In re the Claim of Froats

800 N.Y.S.2d 793 | N.Y. App. Div. | 2005

*1170Appeal from a decision of the Unemployment Insurance Appeal Board, filed May 3, 2004, which ruled that claimant was entitled to receive unemployment insurance benefits.

Substantial evidence supports the decision of the Unemployment Insurance Appeal Board, reversing that of the Administrative Law Judge, that claimant was entitled to receive unemployment insurance benefits. Claimant was employed as a noncertified mathematics teacher and was aware that he had until January 2004 to complete the credits, courses and examinations needed for certification. The school district eliminated a teaching position in the mathematics department for the 2003-2004 school year. The teacher who held that position was certified, resubmitted an application and effectively bumped claimant. Although claimant was working toward his certification process in order to meet the January 2004 deadline, the employer notified claimant in August 2003 that his employment was being terminated and his position filled by the certified teacher. We find no reason to disturb the Board’s finding that claimant did not voluntarily leave his employment or provoke his discharge by not completing his certification process.
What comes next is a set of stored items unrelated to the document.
PR #7294, opened 2024-03-07
Upgrade serverino from 0.5.1 to 0.6.0

trikko:


cyrusmsk:
Thanks @trikko for new version update
Btw based on your experience and because we know that each request in the benchmark is really small and fast
How do you think should these parameters be improved?
```
        .setHttpTimeout(10.seconds)
        .enableKeepAlive(180.seconds)
        .addListener("0.0.0.0", 3000)
        .setWorkers(totalCPUs);
```

waghanza (approved):

PR #7310, opened 2024-03-12
Serverino 0.6.0 -> 0.6.2

trikko:


waghanza:
Since we have no lock file, is it not the same (I mean with ~ in dub file, is it not the last patch installed)?

trikko:
Yes, it should. Just for clarity.

waghanza (approved):

PR #9813, opened 2026-09-20
python: peregrine 1.1.7

grepjava:
Bumps the `peregrine` engine to 1.1.7, released today and on PyPI as
[`peregrine-server` 1.1.7](https://pypi.org/project/peregrine-server/1.1.7/).

TLS moves to a BoringSSL copy vendored in the engine's protocol layer, rather
than the system OpenSSL. Measured on one worker serving static files, against
the same server built on OpenSSL, over seven rotated rounds:

| | throughput | CPU per GiB |
|---|---|---|
| HTTPS/1.1 | +23 to +31% | −19 to −23% |
| HTTP/2 | +35 to +45% | −26 to −31% |

A connection that handshakes once per request gains 75% at 44.6% less CPU a
request, which is the case this suite's `-c 64` keep-alive load does not
exercise, so the effect here will be smaller than those numbers.

Three lines:

- `python/config.yaml` — the engine pin, `>=1.1.5,<1.2` to `>=1.1.7,<1.2`
- `python/peregrine-asgi/config.yaml`, `python/peregrine-wsgi/config.yaml` —
  `version`, which is peregrine's own

`peregrine-django`, `-fastapi`, `-flask` and `-blacksheep` report the version
of the framework they serve rather than the server's, so they are unchanged.

No new entries and no Dockerfile change. Wheels cover cp311 to cp314 including
free-threaded 3.14t, on `manylinux_2_35`, so the `python:*-slim` image installs
without building.


waghanza (commented):
Not sure this PR is usefull 😛 

When the results are updated, peregrine is taken in its last version

python/peregrine-asgi/config.yaml
```diff
@@ -1,6 +1,6 @@
 framework:
   github: grepjava/peregrine
-  version: 1.1.5
+  version: 1.1.7
```
waghanza:
```suggestion
  version: 1.1
```

python/peregrine-wsgi/config.yaml
```diff
@@ -1,6 +1,6 @@
 framework:
   github: grepjava/peregrine
-  version: 1.1.5
+  version: 1.1.7
```
waghanza:
```suggestion
  version: 1.1
```

python/config.yaml
```diff
@@ -95,7 +95,7 @@ language:
           ${PYTHON_APP}
     peregrine:
       bootstrap:
-        - pip install 'peregrine-server>=1.1.5,<1.2'
+        - pip install 'peregrine-server>=1.1.7,<1.2'
```
waghanza:
```suggestion
        - pip install 'peregrine-server>=1.1,<1.2'
```

waghanza (commented):
Maybe be less restrictive, will allows less maintainance.

What do you think @grepjava  ?

PS : Version are always use at latest on each round (ofc in encapsed range)

PR #9814, opened 2026-09-20
Add Garuda (Swift)

grepjava:
Adds [Garuda](https://github.com/grepjava/garuda) 1.0.1 as a Swift entry.

Garuda is a Swift web framework with its own HTTP engine — no SwiftNIO, no Foundation. MIT licensed.

### The entry

`swift/garuda/` holds the three files the other Swift entries hold:

- `config.yaml` — repository, version, and `SERVER_HOSTNAME`/`SERVER_PORT`, the same shape as `swift/hummingbird-framework/config.yaml`.
- `Package.swift` — a `server` package with one executable target, depending on a published tag.
- `Sources/server/main.swift` — the three routes, with the environment read into the same argument parser the `garuda` command line uses, since the image starts the binary with no arguments. One worker per core.

`reviewers.yaml` gains `garuda: [grepjava]`.

Nothing else changes: `swift/Dockerfile` and `swift/config.yaml` already do what this entry needs, and the generated `.Dockerfile*`/`.Makefile` are gitignored.

### Checked

Built through the generated Dockerfile (`swift:6.3` build stage, `swift:6.3-slim` runtime) on Linux and driven with curl:

| | |
|---|---|
| `GET /` | 200, empty body |
| `GET /user/42` | 200, body `42` |
| `POST /user` | 200, empty body |

Image 442 MB against the 403 MB `swift:6.3-slim` base.

One thing I checked rather than assumed, in case it matters for the shared Swift image: Garuda links OpenSSL, where the other Swift entries reach TLS through a vendored BoringSSL and so would not prove it is there. `swift:6.3-slim` does carry `libssl.so.3`, `libcrypto.so.3` and `libz.so.1`, so the runtime stage needs no change. The build stage already installs `libssl-dev` and `zlib1g-dev`, which are its only build dependencies.

No benchmark figures are claimed here — CI builds and route-checks, and the numbers are yours to measure.


swift/garuda/config.yaml
```diff
@@ -0,0 +1,8 @@
+framework:
+  github: grepjava/garuda
+  version: 1.0.1
```
waghanza:
```suggestion
  version: 1.0
```

waghanza (changes requested):

waghanza (approved):

PR #322, opened 2025-05-01
Support RBS::AST::Members::InstanceVariable

S-H-GAMELINKS:
When I was implementing TypeProf LSP plugin for coc.nvim, and I found the following this error.

```bash
'TypeProf::Core::AST.create_rbs_member': unsupported: RBS::AST::Members::InstanceVariable (RuntimeError)
```

Reading the code based on the error message, I found that an error occurs when instance variable written in RBS.

Therefore, I have added the `SigInstanceVariableNode` class that can be used in the case of `RBS::AST::Members::InstanceVariable` in `TypeProf::Core::AST.create_rbs_member` method.

However, I am not familiar with the internal code of TypeProf, so I would appreciate any comments if you have any better ways of writing it.

### DIFF
--- a/lib/typeprof/core/ast/sig_decl.rb
+++ b/lib/typeprof/core/ast/sig_decl.rb
@@ -434,6 +434,45 @@ module TypeProf::Core
       end
     end
 
+    class SigInstanceVariableNode < Node
+      def initialize(raw_decl, lenv)
+        super(raw_decl, lenv)
+        @var = raw_decl.name
+        @cpath = lenv.cref.cpath
+        @scope_level = lenv.cref.scope_level
+        @type = AST.create_rbs_type(raw_decl.type, lenv)
+      end
+
+      attr_reader :cpath, :scope_level, :type
+      def subnodes = { type: }
+      def attrs = { cpath: }
+
+      def define0(genv)
+        @type.define(genv)
+        mod = genv.resolve_ivar(cpath, scope_level == :class, @var)
+        mod.add_decl(self)
+        mod
+      end
+
+      def define_copy(genv)
+        mod = genv.resolve_ivar(cpath, scope_level == :class, @var)
+        mod.add_decl(self)
+        mod.remove_decl(@prev_node)
+        super(genv)
+      end
+
+      def undefine0(genv)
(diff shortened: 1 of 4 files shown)


lib/typeprof/core/ast/sig_decl.rb
```diff
@@ -434,6 +434,45 @@ def install0(genv)
...
+        @type = AST.create_rbs_type(raw_decl.type, lenv)
+      end
+
+      attr_reader :cpath, :scope_level, :type
+      def subnodes = { type: }
+      def attrs = { cpath: }
+
+      def define0(genv)
+        @type.define(genv)
+        mod = genv.resolve_ivar(cpath, scope_level == :class, @var)
```
sinsoku, line 452: Since this is an instance variable type declaration, it is always `false` here.
However, `@scope_level` returns `:class`, so it is `true`.

It would be better to always pass false.

```ruby
mod = genv.resolve_ivar(cpath, false, @var)
```

sinsoku (commented):
How about adding a scenario for instance variable type declarations?
Tests for RBS are in scenario/rbs.

lib/typeprof/core/ast/sig_decl.rb
mame: Right, the original PR failed with the following scenario.

```
## update: test.rbs
class Foo
  @foo: String
end

## update: test.rb
class Foo
  def check
    @foo
  end
end

## assert
class Foo
  def check: -> String
end
```

```
Failure: test: t.rb(ScenarioCompiler::ScenarioTest)
t.rb:13:in 'block in <class:ScenarioTest>'
<"class Foo\n" + "  def check: -> String\n" + "end"> expected but was
<"class Foo\n" + "  def check: -> untyped\n" + "end">
```

I imported your suggestion. https://github.com/ruby/typeprof/pull/322/commits/0cbe1492733d3e94cef532d3bb09edf02bdbeafe

mame:
@S-H-GAMELINKS Thank you very much for the contribution and very sorry for my very late response! I will merge it soon

S-H-GAMELINKS:
@mame 
I'm sorry I didn't get back to you too 
Thanks again merge!

PR #329, opened 2025-06-24
Remove eval workaround for keyword arguments in SigAttrReaderNode and SigAttrWriterNode

smasato:
This PR removes the `eval` workaround that was used to prevent TypeProf from failing to parse keyword arguments during dogfooding. Since TypeProf now supports keyword arguments, this workaround is no longer necessary.


mame (approved):
Thanks!

PR #333, opened 2025-08-09
Fix unknown type variable error in generic RBS class definitions

sinsoku:
Resolves the "unknown type variable: X" error that occurred when processing instance variables using type parameters within generic RBS class definitions like `class Foo[X]` with `@x: X`.

The fix creates proper type parameter substitution maps for SigInstanceVariableNode contexts, allowing type variables to be correctly resolved within generic classes.

🤖 Generated with [Claude Code](https://claude.ai/code)


mame:
Sorry for the delayed action. I was quite troubled about this, but I decided to merge it and consider it later :-)

PR #338, opened 2025-09-15
Fix NoMethodError in SigTyIntersectionNode when using intersection types

sinsoku:
When I tried TypeProf in VSCode, I got the following error:

```
/Users/sinsoku/ghq/github.com/ruby/typeprof/lib/typeprof/core/ast/sig_type.rb:503:in `typecheck': undefined method `each' for nil (NoMethodError)

        @types.each do |type|
              ^^^^^
        from /Users/sinsoku/ghq/github.com/ruby/typeprof/lib/typeprof/core/graph/box.rb:152:in `block in match_arguments?'
        from /Users/sinsoku/ghq/github.com/ruby/typeprof/lib/typeprof/core/graph/box.rb:151:in `each'
```

This is because the SigTyIntersectionNode class does not have an initialize method, and the `@types` instance is not initialized.
This commit fixes it.

🤖 Generated with [Claude Code](https://claude.ai/code)

Co-Authored-By: Claude <noreply@anthropic.com>

### DIFF
--- a/lib/typeprof/core/ast/sig_type.rb
+++ b/lib/typeprof/core/ast/sig_type.rb
@@ -491,12 +491,25 @@ module TypeProf::Core
     end
 
     class SigTyIntersectionNode < SigTyNode
+      def initialize(raw_decl, lenv)
+        super(raw_decl, lenv)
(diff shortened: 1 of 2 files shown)


mame (approved):

mame:
Thanks!

PR #340, opened 2025-09-15
Fix NoMethodError in `TypeProf::Core::Type::Singleton`

sinsoku:
I encountered the following error:

```
/Users/sinsoku/ghq/github.com/ruby/typeprof/lib/typeprof/core/ast/sig_type.rb:10:in `block in typecheck_for_module': undefined method `args' for an instance of TypeProf::Core::Type::Singleton (NoMethodError)

            f_args.zip(ty.args) do |f_arg_node, a_arg_ty|
                         ^^^^^
        from /Users/sinsoku/ghq/github.com/ruby/typeprof/lib/typeprof/core/graph/vertex.rb:11:in `each_key'
        from /Users/sinsoku/ghq/github.com/ruby/typeprof/lib/typeprof/core/graph/vertex.rb:11:in `each_type'
        from /Users/sinsoku/ghq/github.com/ruby/typeprof/lib/typeprof/core/ast/sig_type.rb:5:in `typecheck_for_module'
        from /Users/sinsoku/ghq/github.com/ruby/typeprof/lib/typeprof/core/ast/sig_type.rb:669:in `typecheck'
        from /Users/sinsoku/ghq/github.com/ruby/typeprof/lib/typeprof/core/ast/sig_type.rb:483:in `block in typecheck'
        from /Users/sinsoku/ghq/github.com/ruby/typeprof/lib/typeprof/core/ast/sig_type.rb:482:in `each'
        from /Users/sinsoku/ghq/github.com/ruby/typeprof/lib/typeprof/core/ast/sig_type.rb:482:in `typecheck'
```

The `args` method is only defined on `Type::Instance`, so it adds a conditional expression to avoid the error.

### DIFF
--- a/scenario/regressions/singleton-is-a-module.rb
+++ b/scenario/regressions/singleton-is-a-module.rb
@@ -1,8 +1,2 @@
 ## update
-class C
-  def self.foo=(v)
-    v.is_a?(Module)
-  end
-
-  self.foo = 1
-end
+1.is_a?(Module)


scenario/regressions/singleton-is-a-module.rb
```diff
@@ -0,0 +1,8 @@
+## update
+class C
+  def self.foo=(v)
+    v.is_a?(Module)
+  end
+
+  self.foo = 1
+end
```
mame: I think we can simplify this test case.

```suggestion
## update
1.is_a?(Module)
```

PR #341, opened 2025-09-27
Fix infinite loop caused by inline RBS comments

sinsoku:
When analyzing the following code with TypeProf, an infinite loop occurs.

```ruby
class C
  #: (Array[untyped]) -> Array[untyped]
  def foo(x)
    x
  end
end
```

TypeProf generates duplicate vertices for the same sig node.
To resolve this issue, it restores the code removed in 3251cbc362112381f5e84f51ba6f82c64dc170ac.

---

I'm not sure if restoring this code is correct.
However, all tests now pass, so I created a PR.

### DIFF
--- a/lib/typeprof/core/graph/change_set.rb
+++ b/lib/typeprof/core/graph/change_set.rb
@@ -22,7 +22,7 @@ module TypeProf::Core
       @new_depended_superclasses = []
     end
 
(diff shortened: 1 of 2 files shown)


mame:
Good catch! I thought the hack was no longer needed, but actually needed. I will give another try to remove it later

PR #342, opened 2025-10-03
Output the file path when an error occurs during analysis

sinsoku:
Add error handling to output the path of the file being analyzed when an
exception occurs, making it easier to identify which file caused the error.


mame:
This looks so useful!

PR #346, opened 2025-11-02
Add the `typeprof.enableToggleButton` notification

sinsoku:
The toggle button is not displayed in vscode-typeprof because there is
no `typeprof.enableToggleButton` notification.
refs: https://github.com/ruby/vscode-typeprof/blob/7431f0ea6775e5013fb47bc96b74ad5d4d91584a/src/extension.ts#L287-L289

This notification was in v0.21.11 but is no longer there.
refs: https://github.com/ruby/typeprof/blob/v0.21.11/lib/typeprof/lsp.rb#L355

Add a notification to display the toggle button.


mame:
Thank you!

PR #356, opened 2025-12-25
Fix crash in break in loop

pvcresin:
This PR fixes an error that occurs when breaking out of a loop.

## Reproduction

The following code crashes when analyzed.

```rb
def foo
  count = 0
  loop do
    count += 1
    begin
      break count if count == 3
    rescue
      break count
    end
  end
end
```

## Approach

A bridge Vertex is added between src and dst to prevent duplication.


mame:
Thank you, and sorry for the delayed response! I plan to actively respond starting today.

I don't think your change is bad, but I have some reservations about implicitly adding vertexes when a duplicate occurs. I'd like to handle this on the BreakNode side for now.

PR #367, opened 2026-02-09
Fix infinite loop when block has multiple params for sort_by etc

pvcresin:
This PR fixes an infinite loop that occurs when a multi-parameter block is passed to methods like `sort_by`.

## Reproduction

The following code causes the analysis to hang.

```rb
def OK_1
  { a: 1 }.sort_by do |key_value|
    key_value
  end
end

def OK_2
  { a: 1 }.sort_by do |(key, value)|
    key
  end
end

def NG
  { a: 1 }.sort_by do |key, value|
    key
  end
end
```

## Approach

SplatBox creation is moved from the run phase (`Block#accept_args`) to the install phase (`CallBaseNode#install0`), and `accept_args` now just connects an edge to the pre-existing `@f_ary_arg` vertex. This keeps the graph structure stable across re-runs and prevents the infinite loop caused by typecheck trigger edges.

### DIFF
--- a/lib/typeprof/core/ast/call.rb
+++ b/lib/typeprof/core/ast/call.rb
@@ -139,7 +139,11 @@ module TypeProf::Core
           end
 
           blk_f_ary_arg = Vertex.new(self)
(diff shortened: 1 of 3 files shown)


mame (approved):
👏

PR #549, opened 2015-04-23
1156334 restyle fxos

willkg:
Yeah, so that happened.

r?


willkg:
This cleans up a bunch of stuff.

There's still a lot of duplicate js code between the generic and fxos forms, but they're pretty different under the hood because they had different requirements, so I'm going to leave it for now.

This passes the unit tests and also the smoke tests.

Reviewing this might be hard because the diffs are a mess.

To review:

1. look at the final code and comment on issues there
2. do generic and fxos feedback looking for flow issues with back-and-forth using browser back button and the form's back button
3. look at the final css for sanity
4. look at cards.js -- does that look ok?

fjord/feedback/static/js/cards.js
```diff
@@ -0,0 +1,98 @@
...
+ *
+ * - all cards are divs with class "card"
+ * - inactive cards have the "inactive" class; when starting out
+ *   all cards should be marked inactive but the first one
+ * - the back button has the "back-button-container" class
+ * - data-focus attribute on the card has the id of the element
+ *   that should receive focus
+ * - header -> h1 gets the value of the data-title attribute on
+ *   the card
+ */
```
willkg: This sucks. It should probably be a class where the above things are configurable, but I was trying to minimize the number of changes I was doing so I opted to document it for now and maybe fix it later.

fjord/settings/base.py
```diff
@@ -650,7 +637,7 @@ def JINJA_CONFIG():
 ## Logging
 LOG_LEVEL = logging.INFO
 HAS_SYSLOG = True
-SYSLOG_TAG = "http_app_playdoh"  # Change this after you fork.
+SYSLOG_TAG = 'http_app_playdoh'  # Change this after you fork.
```
willkg: I think the pre-commit hooks did this.

mythmon: Seems likely: https://github.com/mozilla/fjord/blob/c115b7a14e06d16ebd06958b9656ec5bb5eb1f59/.pre-commit-config.yaml#L12

willkg:
I need to rebase against master to pick up the footer width fix.

willkg:
^^^ That folds in the footer width fix I just landed. Plus it nixes a bunch of cleanup commits. We can do those in another PR. Hopefully that reduces some of the review work.

fjord/feedback/static/js/fxos_feedback.js
```diff
@@ -1,130 +1,173 @@
...
+        }
+        $('#happy-button').click(function(ev) {
+            selectHappySad(1);
+            return false;
+        });
+        $('#happy-button').keypress(function(ev) {
+            if ((ev.keyCode || ev.which) === '13') {
+                $('#happy-button').click();
+            }
+        });
```
rlr: nit: you could chain these two above. like:
```
    $('#happy-button')
        .click(function(ev) {
            selectHappySad(1);
            return false;
        })
        .keypress(function(ev) {
            if ((ev.keyCode || ev.which) === '13') {
                $('#happy-button').click();
            }
        });
```

It's mostly a styling preference but it saves a dom call to get the node.

fjord/feedback/templates/feedback/fxos_feedback.html
```diff
@@ -13,221 +8,264 @@
...
+            </div>
+
+            <div id="sad-button" class="sentiment-button" tabindex=0>
+              <svg class="face sad-face" viewBox="0 0 100 100">
+                <g>
+                  <!-- 100 by 100 -->
+                  <circle cx="50" cy="50" r="43" stroke-width="7" fill="none"/>
+                  <circle cx="33" cy="37" r="7" stroke-width="0" />
+                  <circle cx="67" cy="37" r="7" stroke-width="0" />
+                  <path d="M24 72 C 35 55, 65 55, 76 72" stroke-width="6" fill="none"/>
```
rlr: i might play some of these numbers on the powerball.

rlr:
I like the structure of the code. It all makes sense. I'm going to do a pass at testing now.

rlr:
I went through the flow for Firefox and Firefox OS. Hit back a bunch of time from the page and from the browser back button. Didn't hit any issues. SHIP IT :ship: r+

fjord/feedback/static/js/fxos_feedback.js
willkg: Oh, neato! Will change!

fjord/feedback/templates/feedback/fxos_feedback.html
willkg: Ha! If you win, you should submit some happy feedback.

PR #550, opened 2015-04-24
[bug 1155905] Fix footer width in thanks page

willkg:
On retina displays, the footer didn't extend all the way to the right
side of the "page". This fixes that.

Quick r?

### DIFF
--- a/fjord/feedback/static/css/generic_feedback.less
+++ b/fjord/feedback/static/css/generic_feedback.less
@@ -407,8 +407,9 @@ aside {
     color: #909090;
     font-size: 11px;
     height: 190px;
-    padding: 0 20px;
+    padding: 0;
     position: absolute;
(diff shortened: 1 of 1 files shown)


willkg:
This won't affect tests. Best way to review is to launch the server and check the footer in the home page and the footer in http://127.0.0.1:8000/en-US/thanks and make sure they look ok.

Pretty sure the problem only happened in retina displays. I "faked" the issue by deleting text in the footer such that the last line was half as long.

See the bug for details and a screenshot of the issue.

willkg:
^^^ Fixed a silly thing that I don't want anyone to ever see so I force-pushed it.

rlr:
I have a retina display, I loaded the thanks page and varied the width and things look fine. r+

willkg:
Thank you!

PR #551, opened 2015-04-24
[bug 1131124] Fix vagrant vm elasticsearch issues

lgp171188:
Create a customized elasticsearch.yml and use it when provisioning the
VM. Move everything related to vagrant inside vagrant/ directory. Update
the RAM of the VM to 1 GB, but it is not working :(


willkg:
I tried to test this out and then hit problems with the virtualenvironment in the virtual machine. Namely, it's failing the dependency check:

```
(fjordvagrant)vagrant@vagrant-ubuntu-trusty-64:~/fjord$ ./manage.py test
Using test configuration
There are 8 requirements that cannot be checked.
The following requirements are not satsifed:

UNSATISFIED: argparse==1.3.0

Update your virtual environment by doing:

    ./peep.sh install -r requirements/requirements.txt
    ./peep.sh install -r requirements/compiled.txt
    ./peep.sh install -r requirements/dev.txt

or run with SKIP_CHECK=1 .
```

When I do `pip freeze`, it shows that argparse 1.2.1 is installed. That's weird because we never specify 1.2.1 anywhere.

So I manually checked the virtual environment and the `PKG-INFO` file says it's got 1.3.0 installed.

If you do:

```
(fjordvagrant)vagrant@vagrant-ubuntu-trusty-64:~/fjord/requirements$ python
Python 2.7.6 (default, Mar 22 2014, 22:59:56) 
[GCC 4.8.2] on linux2
Type "help", "copyright", "credits" or "license" for more information.
>>> import argparse
>>> argparse.__file__
'/usr/lib/python2.7/argparse.pyc'
>>> 
```

then you can see it and it's loading the argparse module from Python 2.7--not the one installed in the virtual env.

Anyhow, long story short is that there's a lot of weirdness going on and thus `./manage.py` balks on the dependency check and won't go further.

This is with a fresh vm, so I'm thoroughly puzzled.

Do the tests pass for you in a fresh vm created with the vagrant stuff in this PR?

lgp171188:
I see the same issues here. But on reading the pypi page for argparse, I find that it says "As of Python >= 2.7 and >= 3.2, the argparse module is maintained within the Python standard library.". So I have removed it in the most recent commit on this pull request. I tested it and no longer get the argparse error.

lgp171188:
I did a history rewrite to order the commit and fix just the elasticsearch issue here. I will make the argparse changes in a separate pull request. I hope that is fine @willkg

willkg:
This looks ok except VirtualBox thinks the image is a 32-bit OS image.

With richard, VirtualBox thinks the image is a 64-bit OS image which it is. I don't know offhand if this is cosmetic or if it suggests VirtualBox is running 32-bit or something like that.

willkg:
I think you need to rebase this on the top of master tip because that has the argparse changes.

lgp171188:
Rebased it on top of the master branch which should include the argparse change as well.

willkg:
You rock!

willkg:
Awesome! Looks great! Let's land this!

PR #552, opened 2015-04-27
Cleanup commits

willkg:
This cleans up files that aren't used anymore. Plus it copies `thanks.html` to `thanks_sad.html` and removes all the dead thanks page code.

Quick r?


willkg:
To test:

1. run `./manage.py collectstatic` -- that'll error out if there are issues with the bundles and missing files

That's pretty much it. The rest isn't seen by users so even if it was a problem, it's moot.

rlr:
r+ :shipit:

PR #555, opened 2015-04-28
[bug 1158473] Remove simplejson requirement

willkg:
We don't need simplejson anymore, so this removes it. This reduces the
number of possible places that JSONDecodeError exists.

Quick r?


rlr:
r+ when travis goes :green_heart:

willkg:
Thank you!

PR #557, opened 2015-04-29
Upgrade to peep 2.4

rlr:
I ran into issues with peep after updating pip to v6.1.1. This fixes that.

r?


willkg:
I'm mildly irritated we're taking out my comments and replacing them with ed's which i don't think are particularly helpful but are overly verbose. But in the interests of sharing these files with kitsune in a way that's easy, I'm game.

PR #558, opened 2015-04-29
[bug 1159882] Change "happy" in API to default to False

willkg:
Bug #1155600 creates the problem where Firefox OS > 1.3 relies on the
old (busted) behavior where the "happy" field wasn't required and
defaulted to False. This changes the BooleanField back to that behavior
so that Input stops rejecting Firefox OS > 1.3 feedback.

One caveat of this is that all feedback will be "sad" regardless of
whether the user was actually happy or not. That makes me sad, too.

r?

### DIFF
--- a/fjord/feedback/models.py
+++ b/fjord/feedback/models.py
@@ -637,7 +637,14 @@ class PostResponseSerializer(serializers.Serializer):
     emails.
 
     """
-    happy = serializers.BooleanField(required=True)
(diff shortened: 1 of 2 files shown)


willkg:
The changes aren't particularly interesting. The review should be straight-forward.

rlr:
lgtm. r+

willkg:
Thank you!

PR #559, opened 2015-04-30
Move vendor/ path setup to fjord/__init__.py.

rlr:
This is in preparation for celery changes that require code to be in
this file as well and need vendor to be setup.

r?

The tests cover the `manage.py` path. The `wsgi.py` path has to be covered by deploying to -stage?


willkg:
This looks good to me!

Here, claimant was terminated six months prior to the certification deadline. Although the employer maintains that claimant was discharged because it was under the impression that claimant would be unable to complete his certification process, claimant testified that he had sufficient credits and courses to timely fulfill those requirements. Inasmuch as there is no indication that claimant was negligent or disregarded the requirement for certification, the record fails to support a finding that he provoked his discharge (see Matter of De Grego [Levine], 39 NY2d 180, 183 [1976]; Matter of Hannah [New York City Bd. of Educ.—Hartnett], 144 AD2d 765 [1988]). Accordingly, the Board’s findings that claimant was laid off and replaced by a displaced certified teacher, and he did not voluntarily leave his employment or provoke his discharge, will not be disturbed despite the employer’s contentions to the contrary (see Matter of Vaksman [Lenox Hill Radiology & Med. Assoc.— Commissioner of Labor], 304 AD2d 1027 [2003]; compare Matter of Joseph [Commissioner of Labor], 264 AD2d 933 [1999]; Matter of Ambrose [Board of Educ. of Malverne Union Free School Dist.—Hudacs], 191 AD2d 845 [1993]).

Cardona, P.J., Crew III, Carpinello, Mugglin and Lahtinen, JJ., concur. Ordered that the decision is affirmed, without costs.